Methodology

Sources

Two pipelines feed this site. (1) A read-only mirror of the public ArcGIS feature service for the 2026 hantavirus tracker, refreshed every 15 minutes. (2) A news ingestion pipeline that pulls Google News RSS in en/de/es/fr plus a curated allowlist of public-health and science publications (CIDRAP, ProMED-mail, BAG.admin.ch, NZZ Wissen, Nature, etc.).

Robots & copyright

We respect publishers' robots.txt directives for AI ingestion (GPTBot, Google-Extended, ClaudeBot). Articles whose publishers disallow AI access are skipped. We never republish full text or paywalled content; AI summaries are capped at 250 words with no extracted verbatim quotes, and every article carries source attribution and a 'Read original' link to the publisher.

AI generation

Article headlines and summaries on this site are AI-rewritten using Anthropic's Claude Haiku 4.5. The original publication, byline, and link are always shown. Each article page carries a visible disclosure: 'This is an AI-generated summary. For full reporting, read the original.'

Dedup logic

Each new case from the news pipeline is scored against every existing case. Score components: geographic proximity under 10 km (+0.30), onset date within ±3 days (+0.30), same age within ±2 years (+0.20), same sex (+0.10), same status (+0.10). Identical ArcGIS case IDs auto-merge.

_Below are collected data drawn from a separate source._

PR #604, opened 2025-10-28
update chess mcp to use stateless worker

deathbyknowledge:
Replace the Chess App's `McpAgent` with `createMcpHandler` (plus a few nits).

Works exactly the same but it's less LoC and doesn't require an extra DO export.


openai-sdk/chess-app/src/index.ts
```diff
@@ -1,73 +1,52 @@
...
-            {
-              type: "text",
-              text: "Successfully rendered chess game menu"
-            }
-          ],
-          structuredContent: {}
-        };
+        uri: "ui://widget/index.html",
+        mimeType: "text/html+skybridge",
+        text: await (await env.ASSETS.fetch("http://localhost/")).text()
```
threepointone: can we inject the domain here into the html, so it can be picked up by the useAgent up there, so it doesn't have to be hardcoded?

openai-sdk/chess-app/src/index.ts
```diff
@@ -1,73 +1,63 @@
...
+import { env } from "cloudflare:workers";
 
-// Adapted from https://developers.openai.com/apps-sdk/build/examples
-export class McpWidgetAgent extends McpAgent<Env> {
-  server = new McpServer({ name: "Pizzaz", version: "v1.0.0" });
+const getWidgetHtml = async () => {
+  let html = await (await env.ASSETS.fetch("http://localhost/")).text();
+  html = html.replace(
+    "<!--RUNTIME_CONFIG-->",
+    `<script>window.HOST = \`${env.HOST}\`;</script>`
```
threepointone: no no, I was thinking we use const {request} = getCurrentAgent() and pull the domain out from there!

threepointone (approved):
stamping to unblock, but look at my comment! 

this is dope. oh man we're going to use this new mcp handler everywhere

openai-sdk/chess-app/wrangler.jsonc
```diff
@@ -18,15 +14,14 @@
...
       "new_sqlite_classes": ["ChessGame"]
     }
   ],
   "assets": {
     "directory": "dist",
     "binding": "ASSETS"
+  },
+  "vars": {
+    "HOST": "http://localhost:5174/" // replace with the hostname of your deployed worker
   }
```
threepointone: and we won't even need this!

openai-sdk/chess-app/src/index.ts
gching: hmm dont think this works since it's not an agent anymore (correct me if im wrong)

only way to get the request would potentially be passing in the request into the `McpAuthContext` or any kind of  als, which is what im doing atm

@mattzcarey thoughts on adding it in by default in `createMcpHandler` 🤔?

mattzcarey: You will be able to get it from the `extra` param in the resource once I fix something :)

mattzcarey: okay so you can actually get this from `extra.headers.host`.  

reverting url in #619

Soft-dup score ≥ 0.85 auto-merges; 0.70–0.85 enters a human review queue; under 0.70 is treated as a new case.

Confidence threshold

An extraction is auto-published only when the AI's type-classification confidence is ≥ 0.85, case-extraction confidence is ≥ 0.80 (case-linked items), geocoding confidence is ≥ 0.85 (case-linked items), the dedup score is outside the 0.70–0.85 ambiguity band, and the source publication is on a trusted-source allowlist. Anything else queues for human review.

Disclaimer

Informational only — not medical advice. Numbers and details may lag the underlying sources. For clinical decisions or exposure guidance, consult your local public-health authority.